千葉県では、今回の雑誌制作とPR効果を確かめるアンケートに1300万円の予算を確保し、今年度内に実施する。反応によっては、継続も考えるという。
■“介護で再出発”したい学生を募る専門学校
学生を育てる専門学校も必死だ。東京都江戸川区にある東京福祉専門学校では、介護などに興味のある人材を広く集めようと、高校生だけでなく、社会人を対象とした募集にも力を入れてきた。異分野からこの世界に入り、新たな刺激を受けた学生もいる。
介護福祉科夜間課程3年生の真鍋圭彰さん(26)は、コンピューター関連の専門学校を卒業後、IT系企業でエンジニアとして3年間働いた。仕事は残業も多く、結婚したとしても、家族との時間が取れないと思ったほか、40歳や50歳になって仕事を続けても、若い人に追い越されることが見えてしまったという。転機は祖母が倒れ、介護施設に入ったことだった。「それまで介護のことなど何も知らなかった」という。専門学校の学費は3年間で300万円以上。これまで仕事で貯めた分を充てた。
給料について質問すると、真鍋さんは「介護の現場でアルバイトをすると確かに賃金は気になったが、やりがいを感じる方が仕事も続くのでは」と語る。
真鍋さんは卒業を待たずに08年9月に会社を設立し、既に東京都葛飾区で訪問介護事業所を始めている経営者だ。

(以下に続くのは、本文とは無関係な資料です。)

PR #4715, opened 2025-04-14
add sha to the commit to beam dialog

pradeepmurugesan:
Fixed #4519 

Truncated the sha as the whole sha doesn't look nice. Hard coded the length to 7 as in github. 

Can be changed. Kindly let me know your thoughts.. 

looks like

```
gt prepend test1 --beam

Select the commits to beam into branch "test1"
0 > [ ] add sha to the commit to beam dialog (1637f07)
```

Issue #4519, opened 2025-01-09
Improve commit picker (git town prepend --beam)


ruudk:
### Your message to us

First of all, the new `--beam` functionality for `git town prepend` is awesome 😍 

Currently it looks like this:
![Screenshot 2025-01-09 at 14 46 58@2x](https://github.com/user-attachments/assets/55242e17-4432-4488-b732-a39003f6ce96)

Would it be an idea to improve this a bit? 

Maybe good to add the short commit sha in front of it.

And if possible, add a diff viewer.

This is what I see when I use my [git hack-pick](https://github.com/git-town/git-town/issues/3667#issuecomment-2222804895) script:
![Screenshot 2025-01-09 at 14 49 19@2x](https://github.com/user-attachments/assets/2e55f2fe-d117-4ad7-912f-5db58a9bd752)

kevgo:
Guidance for implementation: 

- in the commit picker dialog, change the [text for dialog entries](https://github.com/git-town/git-town/blob/main/internal/cli/dialog/commits_to_beam.go#L23) from commit title to commit title + SHA 
- debug the commit picker dialog by running `git town debug commits-to-beam 8`

kevgo:
I believe this wraps up the work for this ticket. Showing a diff preview feels out of scope.

Git Town needs to run reliably across a wide range of environments, including some fairly constrained ones like Windows terminals, editor-integrated emulators, and CI systems that render console output in the browser. Many of these environments already have trouble rendering even basic UI elements like checkboxes.

While a diff preview might offer some value in a few scenarios, it risks degrading the experience for a broader set of users by producing noisy or unreadable output. On balance, it seems better to leave this feature out.

Also worth noting: for the preview to be truly useful, we'd likely need to support scrolling, searching, and possibly paging. All of which add significant complexity. Given our current bandwidth, it makes more sense to prioritize higher-impact improvements.

PR #4719, opened 2025-04-16
Format SHA in beam dialog with `rev-parse --short`

stephenwade:
Ref: https://github.com/git-town/git-town/issues/4519, #4715

> We should also use `git rev-parse --short` to shorten the hash, instead of hard-coding 7.
> 
> 1. Git automatically picks a length for short hashes based on how many objects are in the repository; 7 characters isn't enough to guarantee uniqueness for large repos. For example, in this repo, Git uses 9 characters. See: [git/git@e6c587c](https://github.com/git/git/commit/e6c587c733b4634030b353f4024794b08bc86892)
> 2. This would also cause Git Town to respect the [core.abbrev](https://git-scm.com/docs/git-config#Documentation/git-config.txt-coreabbrev) setting.
> 
> I was going to suggest just reading the core.abbrev setting, but while looking into it I learned that Git automatically picks a good length if the setting is unspecified, so I think we should just let Git do the work of abbreviating commits.

https://github.com/git-town/git-town/pull/4715#issuecomment-2808287936

Closes #4726

### DIFF
--- a/internal/cli/dialog/commits_to_beam.go
+++ b/internal/cli/dialog/commits_to_beam.go
@@ -5,25 +5,27 @@ import (
 
 	"github.com/git-town/git-town/v19/internal/cli/dialog/components"
 	"github.com/git-town/git-town/v19/internal/cli/dialog/components/list"
+	"github.com/git-town/git-town/v19/internal/git"
 	"github.com/git-town/git-town/v19/internal/git/gitdomain"
 	"github.com/git-town/git-town/v19/internal/messages"
 )
 
-const (
-	commitsToBeamTitle = `Select the commits to beam into branch %q`
-	shaLength          = 7
-)
+const commitsToBeamTitle = `Select the commits to beam into branch %q`
 
 // lets the user select commits to beam to the target branch
-func CommitsToBeam(commits []gitdomain.Commit, targetBranch gitdomain.LocalBranchName, inputs components.TestInput) (gitdomain.Commits, bool, error) {
+func CommitsToBeam(commits []gitdomain.Commit, targetBranch gitdomain.LocalBranchName, git git.Commands, querier gitdomain.Querier, inputs components.TestInput) (gitdomain.Commits, bool, error) {
 	if len(commits) == 0 {
 		return gitdomain.Commits{}, false, nil
 	}
 	entries := make(list.Entries[gitdomain.Commit], len(commits))
 	for c, commit := range commits {
+		shortSHA, err := git.ShortenSHA(querier, commit.SHA)
+		if err != nil {
+			return gitdomain.Commits{}, false, err
+		}
 		entries[c] = list.Entry[gitdomain.Commit]{
 			Data: commit,
-			Text: fmt.Sprintf("%s (%s)", commit.Message.String(), commit.SHA.TruncateTo(shaLength).String()),
+			Text: fmt.Sprintf("%s (%s)", commit.Message.String(), shortSHA),
 		}
 	}
 	selection, aborted, err := components.CheckList(entries, []int{}, fmt.Sprintf(commitsToBeamTitle, targetBranch), "", inputs)
--- a/internal/cli/dialog/commits_to_beam.go
+++ b/internal/cli/dialog/commits_to_beam.go
@@ -25,7 +25,7 @@ func CommitsToBeam(commits []gitdomain.Commit, targetBranch gitdomain.LocalBranc
 		}
 		entries[c] = list.Entry[gitdomain.Commit]{
 			Data: commit,
-			Text: fmt.Sprintf("%s (%s)", commit.Message.String(), shortSHA),
+			Text: fmt.Sprintf("%s %s", shortSHA, commit.Message.String()),
 		}
 	}
 	selection, aborted, err := components.CheckList(entries, []int{}, fmt.Sprintf(commitsToBeamTitle, targetBranch), "", inputs)
--- a/internal/git/commands_test.go
+++ b/internal/git/commands_test.go
@@ -1355,6 +1355,29 @@ func TestBackendCommands(t *testing.T) {
 		})
 	})
 
+	t.Run("ShortenSHA", func(t *testing.T) {
+		t.Parallel()
+		runtime := testruntime.Create(t)
+		branch := gitdomain.NewLocalBranchName("branch")
+		runtime.CreateBranch(branch, initial.BranchName())
+		runtime.CreateCommit(testgit.Commit{
+			Branch:      branch,
+			FileContent: "file1",
+			FileName:    "file1",
+			Message:     "first commit",
+		})
+		commits, err := runtime.Commands.CommitsInBranch(runtime.TestRunner, "branch", Some(gitdomain.NewLocalBranchName("initial")))
+		must.NoError(t, err)
+		cmds := git.Commands{
+			CurrentBranchCache: &cache.WithPrevious[gitdomain.LocalBranchName]{},
+			RemotesCache:       &cache.Cache[gitdomain.Remotes]{},
+		}
+		have, err := cmds.ShortenSHA(runtime, commits[0].SHA)
+		must.NoError(t, err)
+		must.True(t, len(commits[0].SHA.String()) == 40)
+		must.True(t, len(have.String()) == 7)
+	})
+
 	t.Run("StashEntries", func(t *testing.T) {
 		t.Parallel()
 		t.Run("some stash entries", func(t *testing.T) {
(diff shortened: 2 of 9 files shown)


internal/cli/dialog/commits_to_beam.go
```diff
@@ -15,15 +15,19 @@ const (
 )
 
 // lets the user select commits to beam to the target branch
-func CommitsToBeam(commits []gitdomain.Commit, targetBranch gitdomain.LocalBranchName, inputs components.TestInput) (gitdomain.Commits, bool, error) {
+func CommitsToBeam(commits []gitdomain.Commit, targetBranch gitdomain.LocalBranchName, formatSHA func(gitdomain.SHA) (string, error), inputs components.TestInput) (gitdomain.Commits, bool, error) {
```
pradeepmurugesan, line 18: can `format` be part of the `SHA` instead of passing it as a function ? like `abbreviated()`, so we can just call `commit.SHA.abbreviated` ?

internal/cli/dialog/commits_to_beam.go
```diff
@@ -15,15 +15,19 @@ const (
...
 	}
 	entries := make(list.Entries[gitdomain.Commit], len(commits))
 	for c, commit := range commits {
+		sha, err := formatSHA(commit.SHA)
+		if err != nil {
+			return gitdomain.Commits{}, false, err
+		}
 		entries[c] = list.Entry[gitdomain.Commit]{
 			Data: commit,
-			Text: fmt.Sprintf("%s (%s)", commit.Message.String(), commit.SHA.TruncateTo(shaLength).String()),
```
pradeepmurugesan, line 26: Nit: we can also remove the `shaLength` declared above

internal/cli/dialog/commits_to_beam.go
stephenwade: I'm not sure. The difficulty is that it needs to invoke `git`, so it needs a git.Commands and a gitdomain.Runner, or a closure with access to those. I'll wait to see what @kevgo suggests before making changes.

kevgo:
```suggestion
func CommitsToBeam(commits []gitdomain.Commit, targetBranch gitdomain.LocalBranchName, git git.Commands, inputs components.TestInput) (gitdomain.Commits, bool, error) {
```

kevgo: I think this would introduce a circular dependency, which is not allowed in Go (for good reasons: to avoid tight coupling). `SHA` exists in the `gitdomain` package. The `git` package depends on the `gitdomain` package. This means we cannot add anything from the `git` package to the `gitdomain` package.

pradeepmurugesan: Would be nice if we can add this `abbreviatedSha` as part of the `gitdomain.Commit` struct as an `optional` .  Almost all the places where we construct the above struct should have access to the `gitCommands`

stephenwade:
> My proposal is to keep the code that truncates the full-length SHAs (now using `git rev-parse --short` instead of `SHA.TruncateTo`) where it is now, in [the code that prepares the data to display in the dialog](https://github.com/git-town/git-town/blob/main/internal/cli/dialog/commits_to_beam.go?rgh-link-date=2025-04-16T19%3A12%3A25Z). Can you just run `git rev-parse --short` there? You would need to provide the `git.Commands` instance (typically `repo.Git`) as an additional argument to the `CommitsToBeam` function.

This was my first attempt. I added `gitCommands git.Commands, backend gitdomain.RunnerQuerier` as additional arguments to `CommitsToBeam` and called `gitCommands.SHAForRef(backend, commit.SHA)` inside `CommitsToBeam`. But I ran into an issue with internal/cmd/debug/enter_commits_to_beam.go, which uses `CommitsToBeam` and doesn't have a Commands or a RunnerQuerier to pass in.

stephenwade:
I reverted #4339 in this PR because it was preventing `--short` from working the way I expected. I've opened #4722 to try resolving that another way.

kevgo:
Please take https://github.com/git-town/git-town/pull/4726 as a reference for how to run Git commands inside a dialog.

internal/cli/dialog/commits_to_beam.go
```diff
@@ -5,25 +5,27 @@ import (
...
 	entries := make(list.Entries[gitdomain.Commit], len(commits))
 	for c, commit := range commits {
+		shortSHA, err := git.ShortenSHA(querier, commit.SHA)
+		if err != nil {
+			return gitdomain.Commits{}, false, err
+		}
 		entries[c] = list.Entry[gitdomain.Commit]{
 			Data: commit,
-			Text: fmt.Sprintf("%s (%s)", commit.Message.String(), commit.SHA.TruncateTo(shaLength).String()),
+			Text: fmt.Sprintf("%s %s", shortSHA, commit.Message.String()),
```
kevgo, line 28: Good call, I agree that it reads better without the parentheses.

internal/git/commands_test.go
```diff
@@ -1355,6 +1355,29 @@ func TestBackendCommands(t *testing.T) {
...
+			FileName:    "file1",
+			Message:     "first commit",
+		})
+		commits, err := runtime.Commands.CommitsInBranch(runtime.TestRunner, "branch", Some(gitdomain.NewLocalBranchName("initial")))
+		must.NoError(t, err)
+		cmds := git.Commands{
+			CurrentBranchCache: &cache.WithPrevious[gitdomain.LocalBranchName]{},
+			RemotesCache:       &cache.Cache[gitdomain.Remotes]{},
+		}
+		have, err := cmds.ShortenSHA(runtime, commits[0].SHA)
```
kevgo, line 1375: This should work:

```suggestion
		have, err := runtime.ShortenSHA(runtime, commits[0].SHA)
```

Background: `runtime` is a [TestCommands](https://github.com/git-town/git-town/blob/main/test/commands/test_commands.go#L26-L31) instance, which [embeds](https://gobyexample.com/struct-embedding) `git.Commands`. It's imported as `prodgit.Commands` to avoid conflicting namespaces). `ShortenSHA` comes from that embedded type.

Please let me know if this wasn't obvious at first glance. Happy to make any of this more obvious/explicit in the code. I've been looking at this code for so long that I might be missing things that aren't as clear to fresh eyes.

internal/git/commands_test.go
```diff
@@ -1355,6 +1355,29 @@ func TestBackendCommands(t *testing.T) {
...
+		must.NoError(t, err)
+		must.True(t, len(commits[0].SHA.String()) == 40)
+		must.True(t, len(have.String()) == 7)
```
kevgo, line 1378: This test could also verify that the shortened SHA has the same content as the beginning of the long SHA.

```suggestion
		must.True(t, len(have.String()) == 7)
		must.EqOp(t, have.String(), commits[0].SHA.String()[0:7])
```

kevgo (approved):
Excellent work, thanks so much for implementing this! :pray:

internal/git/commands_test.go
stephenwade: It wasn't obvious, although maybe that's due to my unfamiliarity with the language. I was mostly stumbling around until the red squiggles in the editor went away 😅

Usage of other Commands usually looks like passing a `Runner` to a `Commands` (e.g. `args.Git.Commit(args.Frontend, ...)`), so it didn't occur to me that `runtime` might satisfy both interfaces. I just assumed `runtime` was a `Runner` and looked for an example of a `Commands` elsewhere in the file to copy/paste.

> Happy to make any of this more obvious/explicit in the code. I've been looking at this code for so long that I might be missing things that aren't as clear to fresh eyes.

I would expect the `Commands`, `Runner`, etc. to be separate structs in test code like they are in other code. That might have made it easier for me to put the pieces together when writing this test.

kevgo: Thanks for taking the time to provide this feedback. You make very good points. I'm going to implement this.

kevgo: Btw, the codebase is intentionally type-heavy so that most bugs manifest as red squiggles in the editor. That way, issues are easy to spot and fix during development or at lint time.

I’ve made the Git access in test code a bit more explicit in #4734 to help with discoverability.

On separating the `subshell.TestRunner` from `TestCommands`: I'm a bit hesitant to split them up. In production, we separate the command logic from the runner because there are two different runner types: one that runs Git commands and captures output (backend), which is used to discover the state the Git repo is in. And one that streams output directly to the terminal (frontend), which is used to execute Git commands that change the state of the Git repo in the name of the user. That distinction doesn’t really apply in test code, where there’s always just a single runner.

So, there's a tradeoff between mirroring the production architecture vs keeping the test setup simpler. In cases like this, I lean toward simplicity, so I’d prefer to keep the test runner bundled with `TestCommands` for now. I'll keep what you said in the back of my mind, though!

介護のアルバイトをしていたとき、利用者が外に行きたくても、けがをする危険があるという理由で、外出が制限されるのを見てきたという。真鍋さんは「楽しみがないと駄目だと思った。外に出たいという利用者の希望をかなえるなら、介護保険外のサービスで実現しようと思った」という。
従業員は真鍋さんを含め5人。副社長は一つ歳下のクラスメートで、3人の介護福祉士は学校の卒業生だという。介護事業所を自ら立ち上げた経験のある専門学校の教員が全面的にサポートしてくれたという。
同校は介護を学ぼうとする学生を集めるのに必死だ。08年10月から「リ・スタートシステム」という学生募集プログラムを始めた。社会人を対象とした募集をさらに広げ、大学生、短大生、専門学校生、フリーターなどでも現在学んでいる分野ではなく、福祉の分野で手に職を付けたい、介護の世界で再出発したい人をターゲットとして募集をかけている。
ケアワーク部健康福祉科の堀延之主任は、「学施設からの求人は学校に来るが、入学希望者を集めることが難しくなっている」と説明する。背景には、高校が大学進学をベースにした進路指導をしているほか、「介護職は賃金が低く、現場が疲弊している」というマイナスイメージも響いているという。
Triage(トリアージ)って??
千葉県の健康福祉政策課って、かなりブラックなセンスの持ち主がいるのでしょうか?